Task requirements
Below are the records. How many of their lines contain "renders"? Give only the number.

##### Provided data

PR #1494, opened 2018-08-30
Control the TaxJar plugin using hooks

marcinbot:
See https://github.com/taxjar/taxjar-woocommerce-plugin/pull/85

This PR intends to replace the copied code from the TaxJar plugin with an actual integration using actions and filters.

The intention is to install the TaxJar plugin alongside WCS and do the following:
* stop the API key verification logic
* stop order download
* remove nexus functionality
* rewrite API requests to hit our proxy
* add UI to “switch” to full taxjar

To test:
* Install the taxjar plugin from https://github.com/taxjar/taxjar-woocommerce-plugin/pull/85
* Verify an option is present on the taxjar settings page to configure the plugin using WCS
* Enable that option
* Automated taxes should work without having to enter the API key


classes/class-wc-connect-taxjar-control.php
```diff
@@ -0,0 +1,213 @@
...
+	public function taxjar_method_description( $description ) {
+		if ( ! $this->is_enabled() ) {
+			return $description;
+		}
+
+		return __( 'TaxJar is currently powered by WooCommerce Services. Use the controls below to disable the WooCommerce Services integration and enter your own API token (<a href="https://app.taxjar.com/api_sign_up/" target="_blank">click here to get a token</a>).', 'woocommerce-services' );
+	}
+
+	public function should_check_status( $value ) {
+		return ! $this->is_enabled();
```
DanReyLop: You should use `$value` here, just to be consistent.

classes/class-wc-connect-taxjar-control.php
```diff
@@ -0,0 +1,213 @@
...
+		WC_Connect_API_Client $api_client,
+		WC_Connect_Logger $logger
+	) {
+		$this->api_client = $api_client;
+		$this->logger = $logger;
+	}
+
+	public function init() {
+		if ( ! class_exists( 'WC_Taxjar' ) ) {
+			return;
```
DanReyLop: How are we going to handle this? Right now, the TaxJar plugin isn't auto-installed in the Onboarding Wizard. With this change, the TaxJar integration would break for existing users.

I'm ok handling this in a different PR, but I just want to point out that we can't release this change as it is now.

classes/class-wc-connect-taxjar-control.php
marcinbot: Added in 80224e7

classes/class-wc-connect-taxjar-control.php
marcinbot: We will need to handle taxjar in a similar way we do the payment gateway plugins - install the original plugin alongside WCS. Also need to handle people who are updating from an older version and had automated taxes enabled already.

These are the decisions we need to make outside of this PR, but before it is shipped.

DanReyLop:
@marcinbot Code looks good. Should we hod off testing/merging this until https://github.com/taxjar/taxjar-woocommerce-plugin/pull/85 is accepted and merged? Or until we figure out how to handle automatically installing TaxJar?

PR #1497, opened 2018-08-31
Import connected account UI into Stripe settings

dechov:
screen shot 2018-08-30 at 7 14 51 pm

Imports the connected account view from Calypso ([screenshot of original Calypso context](https://cloudup.com/c4X-8pqE1rT)). Changes contain some style tweaks to match appearance in Calypso as well as static design in p7bbVw-2dB-p2.

A page refresh is triggered after "Disconnect" so that the keys show up as cleared.

Example for a newly created account:

screen shot 2018-08-31 at 1 19 27 pm

Implementation concern: in order to make the UI render here, I filtered the Stripe settings to add a title, the description for which was the container into which WooCommerce Services renders the React tree. This isn't ideal because:
  - <s>We can't pass data since `data-args` is filtered out by `kses` so we have to fetch the account details on first render even if we're fetching them earlier (and a small change to `main.js` was necessary to account for the missing attribute)</s>
  - A small change to the `wp_register_script` call was necessary, in order to have the script in the footer
  - We may not really want the title, as it's larger than what was designed and so appears to include settings lower down in its scope

We might be able to add an action in the Stripe plugin to be done before the settings table, though I'm not sure how. _Edit:_ overriding and mostly duplicating [`admin_options`](https://github.com/woocommerce/woocommerce/blob/dc55b9b002be6e102aca47a06e19c4e952d514de/includes/abstracts/abstract-wc-payment-gateway.php#L177-L186) is the only thing that comes to mind.

TODO:
- [x] Fix misalignment between "Disconnect" button and "Disconnecting" indicator
- [x] Indicate page refresh more clearly
- [ ] Perhaps revert pre-fetching account data, so as to not block page load

### DIFF
--- a/classes/class-wc-connect-stripe.php
+++ b/classes/class-wc-connect-stripe.php
@@ -173,25 +173,11 @@ if ( ! class_exists( 'WC_Connect_Stripe' ) ) {
 		}
 
 		/**
-		 * Make kses exception for attribute containing preloaded state.
-		 */
-		public function allow_args_attribute( $allowed ) {
-			$allowed['div']['data-args'] = true;
-			return $allowed;
-		}
-
-		/**
 		 * Add to settings page container for dynamically rendered connected account view.
 		 */
 		public function show_connected_account( $settings ) {
-			$account_details = $this->get_account_details();
-			if ( is_wp_error( $account_details ) ) {
-				return $settings;
-			}
-
 			ob_start();
-			do_action( 'enqueue_wc_connect_script', 'wc-connect-stripe-connect-account', $account_details );
-			add_filter( 'wp_kses_allowed_html', array( $this, 'allow_args_attribute' ) );
+			do_action( 'enqueue_wc_connect_script', 'wc-connect-stripe-connect-account' );
 
 			$new_settings = array(
 				'connection_status' => array(
--- a/classes/class-wc-connect-stripe.php
+++ b/classes/class-wc-connect-stripe.php
@@ -156,5 +156,23 @@ if ( ! class_exists( 'WC_Connect_Stripe' ) ) {
 
 			return $result;
 		}
+
+		public function show_connected_account( $settings ) {
+			if ( is_wp_error( $this->get_account_details() ) ) {
+				return $settings;
+			}
+
+			ob_start();
+			do_action( 'enqueue_wc_connect_script', 'wc-connect-stripe-connect-account' );
+
+			$new_settings = array(
+				'connection_status' => array(
+					'type'        => 'title',
+					'title'       => __( 'Connected Stripe account', 'woocommerce-gateway-stripe' ),
+					'description' => ob_get_clean(),
+				),
+			);
+			return array_merge( $new_settings, $settings );
+		}
 	}
 }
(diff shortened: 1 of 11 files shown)


jeffstieler:
> We can't pass data since data-args is filtered out by kses so we have to fetch the account details on first render even if we're fetching them earlier (and a small change to main.js was necessary to account for the missing attribute)

Is there a chance to use the `wp_kses_allowed_html` filter to allow `data-args` ?

dechov:
> Is there a chance to use the `wp_kses_allowed_html` filter to allow `data-args` ?

Ah, thanks! Done.

dechov:
The filter is needed for the eventual settings form output, rather than the output buffering of the form field description. If I can work out the proper action on which to do it, I can remove the filter right after (and perhaps add it right before) – does that sound good?

jeffstieler:
> If I can work out the proper action on which to do it, I can remove the filter right after (and perhaps add it right before) – does that sound good?

Sounds good.

> Perhaps revert pre-fetching account data, so as to not block page load

Is the worst case scenario a FOUC for the length of a WP remote request timeout? If so, we should revert to a post-page-load fetch.

dechov:
Not sure if it's exactly what you mean, but the loading of the whole settings screen is prolonged by the length of the external request – ideally we should avoid that, but what I forgot to mention is that I was originally making that call just to know if there's a connected account at all. Can get around that by handling it in the view code: "No account connected" message, followed by https://github.com/Automattic/woocommerce-services/issues/1500 in future.

jeffstieler:
Ah ok, so it seems like the best of both worlds to avoid the connected account request that blocks page render. 👍

dechov:
No longer loading the account data before the client renders. State when no account is connected is now handled in the UI, and account deactivation state is handled more explicitly.

stripe-connect-deactivation

Some minor copy/design concerns:
- The heading looks like it applies to the settings below, but it doesn't. Could solve this by giving those settings their own heading, in this case where we have something rendered before them. "General"?
- Is it OK that it still says "Sign up for a Stripe account, and get your Stripe account keys." in the description at top? Is there anything we can do about it, considering that (as of latest commits) we no longer know if an account is connected before page render?

classes/class-wc-connect-stripe.php
```diff
@@ -156,5 +171,22 @@ private function get_default_stripe_config() {
...
+		 * Add to settings page container for dynamically rendered connected account view.
+		 */
+		public function show_connected_account( $settings ) {
+			ob_start();
+			do_action( 'enqueue_wc_connect_script', 'wc-connect-stripe-connect-account' );
+
+			$new_settings = array(
+				'connection_status' => array(
+					'type'        => 'title',
+					'title'       => __( 'Connected Stripe account', 'woocommerce-gateway-stripe' ),
```
jeffstieler: The translation domain should be `woocommerce-services`.

client/apps/stripe-connect-account/style.scss
```diff
@@ -0,0 +1,30 @@
...
+		vertical-align: bottom;
+	}
+}
+
+.stripe-connect-account__placeholder-container {
+	@extend .stripe__connect-account;
+
+	.stripe-connect-account__placeholder-body {
+		@extend .stripe__connect-account-body;
+		@include placeholder();
```
jeffstieler: TIL! 👍

Issue #1315, opened 2018-02-23
Automatically select newly added credit card


dechov:
If the merchant added a card, we can probably assume that's the one they intend to use.

If a card wasn't already selected (or if the selected one got removed), we can almost certainly assume it.

We should automatically select an added card in the list of payment methods after it's added, to save a small intermediate step for the merchant, and also to remove the risk of confusion due to not noticing a card was added but not actually selected.

(If multiple cards were added at once — no longer possible in Calypso, only in wp-admin — we can either pick one or leave the selection unchanged.)

msdesign21:
> Should we go further and "Save" this selection automatically
As long as it's clear what card is selected, I think this would be ideal.

Abdalsalaam:
Shipping related work now happens in WooCommerce Shipping and we recommend using it: https://wordpress.org/plugins/woocommerce-shipping/

Issue #1073, opened 2017-06-29
Confusing UX when activating WCS with card already on file


pmaiorana:
I already have a credit card on file with WordPress.com, but after activating WCS, Jetpack, etc. when I go to an Order page I see this:

<img src="https://cldup.com/KmdwFh-z6K.png" width="450">

When I click the "Add a credit card" link it takes me here—but the "Save changes" button is disabled, so I don't know what to do.

<img src="https://cldup.com/g5XQkixwwB.png" width="450">

After toggling some settings I can now "Save changes", and can then proceed to printing labels.

It sounds like, from a discussion with @v18, we need the user to confirm that they want to use the credit card on file.

Ideally we could confirm that right from the Order page—but as a baby-step in that direction, if that's not feasible, it would be great to at least change the copy in the first screenshot to acknowledge that we do already have a card on file, and do something to address the Save issue so they can at least confirm that's the credit card they'd like to use.

PR #1507, opened 2018-09-24
Automatically select credit card if just one is available

dechov:
Context: the first available credit card was automatically selected...
- ...if there wasn't a selected card that was still available, as of https://github.com/Automattic/woocommerce-services/pull/488
- ...only if a previously selected card is no longer available, as of https://github.com/Automattic/woocommerce-services/pull/1076

This PR reverts the primary change in https://github.com/Automattic/woocommerce-services/pull/1076 – again automatically selecting a card so there are never available cards with none selected – as it is unnecessary for fixing the main issue in https://github.com/Automattic/woocommerce-services/issues/1073. _Edit:_ **now only does so there's just one card available.**

(I see now that @v18 was mentioned in that issue as the source for "we need the user to confirm that they want to use the credit card on file", so CC in case there's a reason not to do this that's being overlooked.)

<s>Addresses https://github.com/Automattic/woocommerce-services/issues/1315 (at its root)</s> _edit:_ there's more to do there.
Addresses https://github.com/Automattic/wp-calypso/pull/22504#issuecomment-369946283

### DIFF
--- a/classes/class-wc-connect-payment-methods-store.php
+++ b/classes/class-wc-connect-payment-methods-store.php
@@ -72,12 +72,9 @@ if ( ! class_exists( 'WC_Connect_Payment_Methods_Store' ) ) {
 				return;
 			}
 
-			// Has the stored method ID been removed? Select the first available one
+			// Is there no stored method that's in the list? Select the first available one
 			$selected_payment_method_id = $this->service_settings_store->get_selected_payment_method_id();
-			if (
-				$selected_payment_method_id &&
-				! in_array( $selected_payment_method_id, $payment_method_ids )
-			) {
+			if ( ! in_array( $selected_payment_method_id, $payment_method_ids ) ) {
 				$this->service_settings_store->set_selected_payment_method_id( $payment_method_ids[ 0 ] );
 			}
 		}
--- a/classes/class-wc-connect-payment-methods-store.php
+++ b/classes/class-wc-connect-payment-methods-store.php
@@ -72,9 +72,12 @@ if ( ! class_exists( 'WC_Connect_Payment_Methods_Store' ) ) {
 				return;
 			}
 
-			// Is there no stored method that's in the list? Select the first available one
+			// Has the stored method ID been removed, or is there only one available? Select the first available one
 			$selected_payment_method_id = $this->service_settings_store->get_selected_payment_method_id();
-			if ( ! in_array( $selected_payment_method_id, $payment_method_ids ) ) {
+			if (
+				( $selected_payment_method_id || 1 === count( $payment_method_ids ) ) &&
+				! in_array( $selected_payment_method_id, $payment_method_ids )
+			) {
 				$this->service_settings_store->set_selected_payment_method_id( $payment_method_ids[ 0 ] );
 			}
 		}


v18:
Can you list out some of the user scenarios where this change would affect UX? For example, would the following work:

User already has a WP.com account with a credit card on file, they install a new WP site and connect to JP. Then they install WC and go through the onboarding wizard, selecting a WCS feature. WCS is installed and they agree to WCS's TOS. They are able to immediately purchase a label using the one credit card on file, without having to manually go to the credit card page and select it.

I'm not 100% sure we should use a user's credit card without being more explicit.

At the very least, we should only pre-select the card if there's only one card on the list and it's not selected. If there are multiple cards, we really don't know which the user intends to use.

dechov:
@v18 That's right – this scenario should work, along with any other way of arriving at Jetpack + WCS with a card already added, and I see it as the main benefit of this change.

From what I've seen so far, I don't really understand why we shouldn't pre-select the first card among multiple. Not precisely the same flow, but the WP.com checkout screen defaults the selection to the first (i.e. most recently added) available card, which it will use if you take no other action before proceeding. If what we selected isn't the one which the user intends to use, they can change it based on the selected card notice already in place.

I do agree we should be more explicit about which card is used, by having it indicated – or better yet, configurable – as the last element of the label purchase flow before the purchase button. I think this could be a follow-on PR, but I also wouldn't mind if it were deemed a blocker for this change.

DanReyLop:
Can we get a consensus on this one? This seems like a good UX enhancement if we make it non-surprising for the user. I personally think putting an extra step in the Purchase Label flow just for this is too much.

Right now, this is what the user sees before getting into the Purchase Label modal:
screenshot 2018-10-30 at 22 58 05

Would you folks say that's explicit enough? If not, @v18's idea (only defaulting the credit card if it's the only one on file) seems like a reasonable compromise. Almost all new merchants will have zero or one card on file anyway.

dechov:
Agreed we should at least auto-select a card if there's only one, perhaps accompanied by a calypso PR to add the card info (if not a selector) to the bottom of the sidebar. It might be easier to implement a selector than reach consensus on whether cards should be auto-selected when there's no selector.

> _[...]_ selecting the credit card "as the last element of the label purchase flow". I don't know if that's a candidate for hack week, but if you're up for it I think it would be cool.

I'd be up for working on that or supporting anyone else wanting to work on it. https://github.com/Automattic/wp-calypso/pull/22890 was an initial attempt at this but may have been doing too much, since at the time I figured "if we want this setting in the sidebar, why not all of the settings?"

classes/class-wc-connect-payment-methods-store.php
```diff
@@ -72,10 +72,10 @@ protected function potentially_update_selected_payment_method_from_payment_metho
 				return;
 			}
 
-			// Has the stored method ID been removed? Select the first available one
+			// Has the stored method ID been removed, or is there only one available? Select the first available one
 			$selected_payment_method_id = $this->service_settings_store->get_selected_payment_method_id();
 			if (
-				$selected_payment_method_id &&
+				( $selected_payment_method_id || 1 === count( $payment_method_ids ) ) &&
```
v18: The requirements of this PR changed, so I think this code no longer works how we want it to.

From reading the PR conversation, we only want to set the payment method ID automatically if there is just one available payment method.

At this point we have the following information:

* `$payment_method_ids`: list of currently available payment method IDs
* `$selected_payment_method_id`: this the last selected payment ID. it may not exist in the list of payment IDs anymore (for example, if a user deleted it)

We want to select the payment ID automatically for the user in these two cases:
1. there was a payment ID selected before, but it's no longer available. there is only one available payment method
2. there is no currently selected payment method, and there is only one available.

For both of these we could check `1 === count( $payment_method_ids )` and if that's true, we can select the payment ID:

```
if ( 1 === count( $payment_method_ids ) {
  $this->service_settings_store->set_selected_payment_method_id( $payment_method_ids[ 0 ] );
}
```

Am I missing a scenario we want to cover?

DanReyLop: > For both of these we could check 1 === count( $payment_method_ids ) and if that's true, we can select the payment ID

Not quite. If there's a valid payment method selected, we don't want to do anything:
```php
if ( ! in_array( $selected_payment_method_id, $payment_method_ids ) && 1 === count( $payment_method_ids ) {
  $this->service_settings_store->set_selected_payment_method_id( $payment_method_ids[ 0 ] );
}
```

Otherwise I agree with your reasoning, and I can't think on any other scenario we're missing.

dechov: The other scenario is the status quo in `master`: if there was already a selected payment method, we can just select the first stored one without worrying if it's the first out of multiple. This way, it never goes from selection to no selection unless there are no stored cards.

I interpreted the conversation above to refer to expanding the auto-selection to the case where there isn't an existing selection, but not restricting the condition for the case where there is one.

I'm not necessarily opposed to only changing to a new selection if there's no doubt in which card to select – do you all think that's best?

DanReyLop: > if there was already a selected payment method, we can just select the first stored one without worrying if it's the first out of multiple.

I don't understand this. Suppose we have these available payment methods: `[1234, 5678, 9012]`, and the selected method ID is `5678`. Why would you mark "the first one" as selected? That would reset it to `1234`.

dechov: @DanReyLop Sorry, should have mentioned for completeness: as you mentioned, it would only change it if the method already selected is not available [[code](https://github.com/Automattic/woocommerce-services/blob/4a401a0a1482ed6f29245a79ea1f672cd8b9c5b7/classes/class-wc-connect-payment-methods-store.php#L78-L79)].

v18: > it would only change it if the method already selected is not available

Is this what we want, though?

That means we're blindly selecting a payment method on behalf of the user without any action on their part.

In fact I think it would doubly-strange because at some point this user had selected a different method that's no longer available. I don't see why they'd expect that when their previous method is no longer available, we'd choose a new one.

I did see that Dani mentioned this was probably ok because we say which credit card is being used before starting. I'm not so sure about this. Users who are not the credit card holders can still print labels (iirc) so that means that someone not familiar with the last 4 digits of the card may go through.

To play devil's advocate on my own arguments though: We've had things work this way for a while and heard no complaints :D. Maybe this means this does help our users by not asking them to choose a credit card every time there is more than one. Or maybe the number of users with multiple cards is small, so no one's run into a scenario they don't like.

In the off-chance this causes a problem there are steps to remediate:
0. update the selected credit card
1. re-charge the user using a BD manual payment for the amount of the receipts they don't like
2. refund the charges on the incorrect credit card

So, if people are leaning towards keeping the "choose a credit card for me out of many" behaviour, I've justified it to myself as well and let's go for it 👍

dechov: > at some point this user had selected a different method that's no longer available

Is this to say we should reconsider a) auto-selecting one card out of multiple, b) auto-selecting a card when there was a previous selection, or c) auto-selecting a card in general?

Unless it's (c), I'd be in favor of going forward with this PR as is, since (at least from my perspective), it is scoped to expanding the auto-selection criteria to the no-card-selected case, not restricting the existing criteria – for which we could open another issue.

v18: > Is this to say we should reconsider a) auto-selecting one card out of multiple, b) auto-selecting a card when there was a previous selection, or c) auto-selecting a card in general?

In that specific phrase I was referring to (b).

v18:
Works great, 🚢 

To summarize for future reference, this is the expected behaviour:

Scenario 1: no selected card yet
a. if there is only one card in the list of available cards, select it
b. if there are multiple cards, do not select any and let user decide

Scenario 2: there is a selected card already
a. if the selected card is in the list of available cards, do nothing
b. if the selected card is not in the list of available cards, select a new card from the list (the first one, list[0])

##########

Solution to the problem
2